* **DIRECTIONS FOR THIS TASK**
Look through the entries below and report every line that has "whether".

* **DATASET CONTENT**
Content starts
PR #3509, opened 2015-01-23
(PUP-3812) Change file_bucket content type to application/octet-stream

dankreek:
Previously the MIME type that the filebucket endpoints used to transfer
data was `text/plain`. This leads to potential problems transfering
binary data. This commit adds a new format called `:binary` which uses
`application/octet-stream` as the MIME type, which is the correct type
to specify arbitrary binary data.

### DIFF
--- a/lib/puppet/file_bucket/file.rb
+++ b/lib/puppet/file_bucket/file.rb
@@ -14,16 +14,11 @@ class Puppet::FileBucket::File
   attr :bucket_path
 
   def self.supported_formats
-    [:s]
+    [:binary]
   end
 
   def self.default_format
-    # This should really be :raw, like is done for Puppet::FileServing::Content
-    # but this class hasn't historically supported `from_raw`, so switching
-    # would break compatibility between newer 3.x agents talking to older 3.x
-    # masters. However, to/from_s has been supported and achieves the desired
-    # result without breaking compatibility.
-    :s
+    :binary
   end
 
   def initialize(contents, options = {})
@@ -67,6 +62,10 @@ class Puppet::FileBucket::File
     @contents.to_s
   end
 
+  def to_binary
+    @contents.to_s
+  end
+
   def contents
     to_s
   end
@@ -76,6 +75,10 @@ class Puppet::FileBucket::File
   end
 
   def self.from_s(contents)
+    self.new(contents)
+  end
+
+  def self.from_binary(contents)
     self.new(contents)
   end
 
--- a/lib/puppet/file_bucket/file.rb
+++ b/lib/puppet/file_bucket/file.rb
@@ -59,23 +59,19 @@ class Puppet::FileBucket::File
   end
 
   def to_s
-    @contents.to_s
+    to_binary
   end
 
   def to_binary
-    @contents.to_s
+    @contents.to_binary
   end
 
   def contents
-    to_s
+    to_binary
   end
 
   def name
     "#{checksum_type}/#{checksum_data}"
-  end
-
-  def self.from_s(contents)
-    self.new(contents)
   end
 
   def self.from_binary(contents)
@@ -84,7 +80,7 @@ class Puppet::FileBucket::File
 
   def to_data_hash
     # Note that this serializes the entire data to a string and places it in a hash.
-    { "contents" => contents.to_s }
+    { "contents" => contents.to_binary }
   end
 
   def self.from_data_hash(data)
@@ -116,7 +112,7 @@ class Puppet::FileBucket::File
       Puppet::Util::Checksums.method(base_method).call(@contents)
     end
 
-    def to_s
+    def to_binary
       # This is not so horrible as for FileContent, but still possible to mutate the content that the
       # checksum is based on... so semi horrible...
       return @contents;
@@ -141,7 +137,7 @@ class Puppet::FileBucket::File
       Puppet::Util::Checksums.method(:"#{base_method}_file").call(@path)
     end
 
-    def to_s
+    def to_binary
       Puppet::FileSystem::binread(@path)
     end
   end
--- a/lib/puppet/file_serving/content.rb
+++ b/lib/puppet/file_serving/content.rb
@@ -12,10 +12,10 @@ class Puppet::FileServing::Content < Puppet::FileServing::Base
   attr_writer :content
 
   def self.supported_formats
-    [:raw]
+    [:binary]
   end
 
-  def self.from_raw(content)
+  def self.from_binary(content)
     instance = new("/this/is/a/fake/path")
     instance.content = content
     instance
@@ -37,7 +37,7 @@ class Puppet::FileServing::Content < Puppet::FileServing::Base
     @content
   end
 
-  def to_raw
+  def to_binary
     File.new(full_path, "rb")
   end
 end
--- a/lib/puppet/network/formats.rb
+++ b/lib/puppet/network/formats.rb
@@ -64,10 +64,7 @@ end
 
 Puppet::Network::FormatHandler.create(:s, :mime => "text/plain", :extension => "txt")
 
-Puppet::Network::FormatHandler.create(:binary, :mime => "application/octet-stream")
-
-# A very low-weight format so it'll never get chosen automatically.
-Puppet::Network::FormatHandler.create(:raw, :mime => "application/x-raw", :weight => 1) do
+Puppet::Network::FormatHandler.create(:binary, :mime => "application/octet-stream", :weight => 1) do
   def intern_multiple(klass, text)
     raise NotImplementedError
   end
--- a/lib/puppet/network/formats.rb
+++ b/lib/puppet/network/formats.rb
@@ -64,6 +64,8 @@ end
 
 Puppet::Network::FormatHandler.create(:s, :mime => "text/plain", :extension => "txt")
 
+Puppet::Network::FormatHandler.create(:binary, :mime => "application/octet-stream")
+
 # A very low-weight format so it'll never get chosen automatically.
 Puppet::Network::FormatHandler.create(:raw, :mime => "application/x-raw", :weight => 1) do
   def intern_multiple(klass, text)
--- a/spec/unit/file_bucket/file_spec.rb
+++ b/spec/unit/file_bucket/file_spec.rb
@@ -9,19 +9,19 @@ describe Puppet::FileBucket::File, :uses_checksums => true do
   # this is the default from spec_helper, but it keeps getting reset at odd times
   let(:bucketdir) { Puppet[:bucketdir] = tmpdir('bucket') }
 
-  it "defaults to serializing to `:s`" do
-    expect(Puppet::FileBucket::File.default_format).to eq(:s)
+  it "defaults to serializing to `:binary`" do
+    expect(Puppet::FileBucket::File.default_format).to eq(:binary)
   end
 
   it "accepts s" do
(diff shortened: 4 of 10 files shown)


lib/puppet/file_bucket/file.rb
```diff
@@ -79,6 +78,10 @@ def self.from_s(contents)
     self.new(contents)
   end
 
+  def self.from_binary(contents)
+    self.new(contents)
+  end
+
```
joshcooper: since we're removing `:s` as a supported format, I think we should remove the `from_s` and `to_s` methods as well, and rename the `to_s` method to `to_binary` for `StringContents` and `FileContents`

lib/puppet/network/formats.rb
```diff
@@ -64,6 +64,8 @@ def supported?(klass)
 
 Puppet::Network::FormatHandler.create(:s, :mime => "text/plain", :extension => "txt")
 
+Puppet::Network::FormatHandler.create(:binary, :mime => "application/octet-stream")
+
 # A very low-weight format so it'll never get chosen automatically.
 Puppet::Network::FormatHandler.create(:raw, :mime => "application/x-raw", :weight => 1) do
   def intern_multiple(klass, text)
```
joshcooper: I think we should also remove `:raw` format, and change `Puppet::FileServing::Content` to use `:binary` as its supported format, and rename its `from_raw` & `to_raw` methods to `from_binary` & `to_binary`.

lib/puppet/file_bucket/file.rb
dankreek: Removing `from_s` makes sense to me, but `to_s` is core Ruby functionality, and a ton of tests seem to rely on Ruby automagically turning the `Puppet::FileBucket::File` object into a string.

joshcooper: yeah, sounds good. Maybe make a comment above the to_s methods that they are deprecated, `# @deprecated` so we can remove another day

dankreek: Cool, I also reworked `.to_s` to directly call `to_binary` to make it a little more obvious

spec/unit/file_bucket/file_spec.rb
```diff
@@ -9,19 +9,19 @@
...
   end
 
   it "accepts s" do
-    expect(Puppet::FileBucket::File.supported_formats).to include(:s)
+    expect(Puppet::FileBucket::File.supported_formats).to include(:binary)
   end
 
   describe "making round trips through network formats" do
     with_digest_algorithms do
       it "can make a round trip through `s`" do
```
camlow325: Should this say *...through `binary`* now?

dankreek:
All comments have been addressed so far but I would to squash things together into a more logical ordering/grouping before merging if everyone's ok with it now.

lib/puppet/file_serving/content.rb
```diff
@@ -39,7 +39,7 @@ def content
     @content
   end
 
-  def to_raw
+  def to_binary
     File.new(full_path, "rb")
```
joshcooper: we should probably change this to `Puppet::FileSystem::binread` like the file_bucket/file above.

lib/puppet/file_bucket/file.rb
```diff
@@ -138,7 +137,7 @@ def checksum_data(base_method)
       Puppet::Util::Checksums.method(:"#{base_method}_file").call(@path)
     end
 
-    def to_s
+    def to_binary
       Puppet::FileSystem::binread(@path)
```
joshcooper: One side effect of calling `binread` or `File.new(path, 'rb')` is that the encoding of the returned string will be `ASCII-8BIT`. But I don't know if any of our tests actually verify it. For example, if `binread` started returning a string in `UTF-8`, then ruby's net/http code might (not sure) corrupt the data when it serializes it.

lib/puppet/file_serving/content.rb
dankreek: Hmm, according to the corresponding spec test `spec/unit/file_serving/content_spec.rb` the expected return value is an open file and not a binary string.

joshcooper: Doh, sorry. The file handle is necessary so that we can stream file content.

spec/unit/network/formats_spec.rb
```diff
@@ -154,36 +164,6 @@ def to_pson(*args)
...
-      @format.should be_supported(String)
-    end
-
-    it "should fail if its multiple_render method is used" do
-      lambda { @format.render_multiple("foo") }.should raise_error(NotImplementedError)
-    end
-
-    it "should fail if its multiple_intern method is used" do
-      lambda { @format.intern_multiple(String, "foo") }.should raise_error(NotImplementedError)
-    end
```
joshcooper: Do we want to preserve these two tests for the `binary` format?

dankreek: I went ahead and worked those in.

spec/unit/network/formats_spec.rb
```diff
@@ -130,6 +130,24 @@ def to_pson(*args)
...
   end
 
+  describe "binary" do
+    before do
+      @binary = Puppet::Network::FormatHandler.format(:binary)
+    end
+
+    it "should have its mimetype set to application/octet-stream" do
+      @binary.mime.should == "application/octet-stream"
+    end
```
kylog: Can we switch these to rspec 3 style, e.g.
```
expect(@binary.mime).to eq("application/octet-stream")
```

And similarly for the spec changes below.

spec/unit/file_serving/content_spec.rb
```diff
@@ -15,7 +15,7 @@
   end
 
   it "should only support the raw format" do
```
camlow325: s/raw/binary

spec/unit/file_serving/content_spec.rb
```diff
@@ -56,7 +56,7 @@
   end
 
   it "should be able to create a content instance from raw file contents" do
```
camlow325: s/raw/binary

spec/unit/file_serving/content_spec.rb
```diff
@@ -56,7 +56,7 @@
...
-    Puppet::FileServing::Content.should respond_to(:from_raw)
+    Puppet::FileServing::Content.should respond_to(:from_binary)
   end
 
   it "should create an instance with a fake file name and correct content when converting from raw" do
```
camlow325: s/raw/binary

spec/unit/network/formats_spec.rb
```diff
@@ -130,6 +130,24 @@ def to_pson(*args)
...
+
+    it "should fail if its multiple_render method is used" do
```
camlow325: I noticed that the "should always be supported" test wasn't ported over from the `:raw` block to here.  Does that test still make sense to include for `:binary`?

camlow325: Same question for the "should have a weight of 1" test.

camlow325:
I noticed with HTTP tracing on an agent run that some requests that formerly included "raw" in the Accept header now include "binary".  I suppose the way Puppet uses the Accept header is kinda bogus anyway - see "s", for example.  Since "binary" doesn't reasonably approximate a known MIME type, though, would this change be problematic?  Should we be trying to get this to have "application/octet-stream" instead?

camlow325:
I did a few manual file_bucket requests with the code in this branch and everything looked good for the Content-Type header - using "application/octet-stream" in the PUT request and response for a GET to pull the file back down.  Also, the binary content of the file was preserved as stored in the file bucket and as retrieved back to the local file system via a GET.  Also, the md5sum on the response and in the file stored in the bucket looked good.

camlow325:
I ran into one problem in local testing around the file_content endpoint.  I created a simple module which included a file resource with a "source" parameter pointing back to a file stored in the module:

~~~puppet
class catalog_zero1 {
  file { "/tmp/catalog-zero1-impl24.txt":
    ensure => file,
    source => "puppet:///modules/catalog_zero1/catalog-zero1-impl24.txt",
  }
}
~~~

With http_debug set to true for the agent run, I saw that the agent was including "raw" in the Accept header rather than the "binary" that I'd expected:

~~~
GET /puppet/v3/file_content/modules/catalog_zero1/catalog-zero1-impl24.txt?environment=production& HTTP/1.1\r\nAccept: raw\r\n...
~~~

This caused the request to the master to fail with:

~~~
HTTP/1.1 406 Not Acceptable \r\n"
...
"Not Acceptable: No supported formats are acceptable (Accept: raw)"
~~~

Do we need to include some other change in order to cause the agent to include "binary" in the Accept header for file_content?

dankreek:
Oof, good catch, @camlow325 . I'll investigate the `file_content` endpoint here as well.

spec/unit/network/formats_spec.rb
dankreek: I removed this test and restored the old `:raw` test and just updated it to support the `:binary` format instead.

dankreek:
@jb I fixed that problem you found with the `accept: raw` header and it's fixed now.

camlow325:
@dankreek Confirmed locally that your latest fix addressed the file_content / accept: raw problem.

@joshcooper The only remaining question I'd had on this was whether the conversion from `accept: raw` to `accept: binary` in the HTTP request is acceptable.  I'm inclined to just go with this since it doesn't appear that we've maintained strict adherence to using industry-standard MIME types here in the past.  Do you agree?

@joshcooper @kylog Any last concerns on this PR overall?  If we don't hear anything from you today, we'll plan on merging this and can follow-up on new tickets for any additional feedback that needs to be addressed.

joshcooper:
@dankreek @camlow325 So when sending an HTTP request, we send an `Accept: binary` header due to https://github.com/puppetlabs/puppet/blob/master/lib/puppet/indirector/rest.rb#L46. But the server doesn't actually use the header when deciding what format to return the result, presumably because the `file_content` endpoint is hardwired to always return binary content?

If so, I agree it is a different issue than this PR. But I'd like to make sure we have a ticket filed to fix this behavior. I'm not as concerned about the `file_content` case, but for other endpoints were we might have multiple supported formats (and the server needs to choose one that is acceptable to the client).

camlow325:
> But the server doesn't actually use the header when deciding what format to return the result, presumably because the file_content endpoint is hardwired to always return binary content?

I believe the server does use it at least to the extent of validating that the client has included the only supported format that the file_* endpoints would claim to support, binary.  If the client doesn't include this as one entry in its Accept header, an HTTP 406 (Not Acceptable) is returned.  That doesn't necessarily seem like a bad behavior - although arguably the server could just return the payload in the one format it does support, tag the Content-Type as such, and let the consumer decide if the Content-Type is one it knows how to handle.

> I'm not as concerned about the file_content case, but for other endpoints were we might have multiple supported formats (and the server needs to choose one that is acceptable to the client).

Are there cases today that this applies to that you know of?  If we were going to file a new ticket about this, I think it would be good to file it in the context of an endpoint that has to make a decision about different types of formats it needs to return and whether or not there is a problem with doing so.

---

So it sounds like you are okay with the new behavior this PR would introduce where a client would need to include "binary" in the Accept header instead of "raw" for any of the file_* endpoints.  Or did I read that wrong?

camlow325:
Since it sounds like we're basically okay with the changes here, I'm going to go ahead and merge this.  We can sort out any follow-up work in later tickets, as needed.

joshcooper:
:+1:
Content ends
* **ANSWER TO THIS EXERCISE**
@joshcooper The only remaining question I'd had on this was whether the conversion from `accept: raw` to `accept: binary` in the HTTP request is acceptable.  I'm inclined to just go with this since it doesn't appear that we've maintained strict adherence to using industry-standard MIME types here in the past.  Do you agree?
Are there cases today that this applies to that you know of?  If we were going to file a new ticket about this, I think it would be good to file it in the context of an endpoint that has to make a decision about different types of formats it needs to return and whether or not there is a problem with doing so.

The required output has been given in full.